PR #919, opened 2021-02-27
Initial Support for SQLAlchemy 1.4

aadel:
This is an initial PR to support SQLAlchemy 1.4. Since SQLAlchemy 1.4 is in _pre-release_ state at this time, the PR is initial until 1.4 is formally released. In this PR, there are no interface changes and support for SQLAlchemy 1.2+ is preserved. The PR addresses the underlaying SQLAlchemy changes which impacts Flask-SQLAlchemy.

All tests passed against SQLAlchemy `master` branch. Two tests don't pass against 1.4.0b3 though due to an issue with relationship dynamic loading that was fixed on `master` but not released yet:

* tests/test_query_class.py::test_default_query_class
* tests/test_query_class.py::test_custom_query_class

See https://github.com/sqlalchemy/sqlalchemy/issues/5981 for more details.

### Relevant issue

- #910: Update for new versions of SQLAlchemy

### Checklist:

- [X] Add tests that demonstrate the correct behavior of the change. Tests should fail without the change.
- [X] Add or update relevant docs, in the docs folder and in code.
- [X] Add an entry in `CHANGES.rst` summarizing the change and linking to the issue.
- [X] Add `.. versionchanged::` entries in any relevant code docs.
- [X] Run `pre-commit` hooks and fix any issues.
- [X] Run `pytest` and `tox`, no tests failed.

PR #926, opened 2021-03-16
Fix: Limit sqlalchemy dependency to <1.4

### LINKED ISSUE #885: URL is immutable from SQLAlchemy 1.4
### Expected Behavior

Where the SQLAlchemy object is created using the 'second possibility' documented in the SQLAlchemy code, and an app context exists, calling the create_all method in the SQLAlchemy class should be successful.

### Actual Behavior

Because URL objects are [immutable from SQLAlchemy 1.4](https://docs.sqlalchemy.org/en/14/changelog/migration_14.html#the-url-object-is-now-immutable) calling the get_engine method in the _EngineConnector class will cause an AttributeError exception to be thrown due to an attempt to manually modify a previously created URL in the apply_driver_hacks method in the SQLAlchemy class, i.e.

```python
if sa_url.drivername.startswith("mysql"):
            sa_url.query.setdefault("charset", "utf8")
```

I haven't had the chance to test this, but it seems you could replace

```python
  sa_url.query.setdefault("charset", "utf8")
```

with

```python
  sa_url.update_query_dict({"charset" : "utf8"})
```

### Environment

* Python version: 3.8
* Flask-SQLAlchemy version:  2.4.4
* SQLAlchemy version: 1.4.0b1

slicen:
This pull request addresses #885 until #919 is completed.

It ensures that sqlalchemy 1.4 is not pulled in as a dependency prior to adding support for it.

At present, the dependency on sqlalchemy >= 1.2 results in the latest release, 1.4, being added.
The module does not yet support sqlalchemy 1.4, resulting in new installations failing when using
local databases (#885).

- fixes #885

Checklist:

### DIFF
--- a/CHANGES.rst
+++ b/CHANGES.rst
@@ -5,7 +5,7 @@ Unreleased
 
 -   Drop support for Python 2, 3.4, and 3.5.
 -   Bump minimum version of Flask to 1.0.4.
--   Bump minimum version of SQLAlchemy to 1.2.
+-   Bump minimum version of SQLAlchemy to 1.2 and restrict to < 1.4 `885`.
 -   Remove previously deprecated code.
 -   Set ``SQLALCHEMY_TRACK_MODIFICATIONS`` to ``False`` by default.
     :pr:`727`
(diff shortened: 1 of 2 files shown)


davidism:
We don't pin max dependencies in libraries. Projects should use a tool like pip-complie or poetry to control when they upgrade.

What you are asked to do:
Only lines containing "immutable" belong in the answer; copy every such line from the records.

Answer to the exercise:
### LINKED ISSUE #885: URL is immutable from SQLAlchemy 1.4
Because URL objects are [immutable from SQLAlchemy 1.4](https://docs.sqlalchemy.org/en/14/changelog/migration_14.html#the-url-object-is-now-immutable) calling the get_engine method in the _EngineConnector class will cause an AttributeError exception to be thrown due to an attempt to manually modify a previously created URL in the apply_driver_hacks method in the SQLAlchemy class, i.e.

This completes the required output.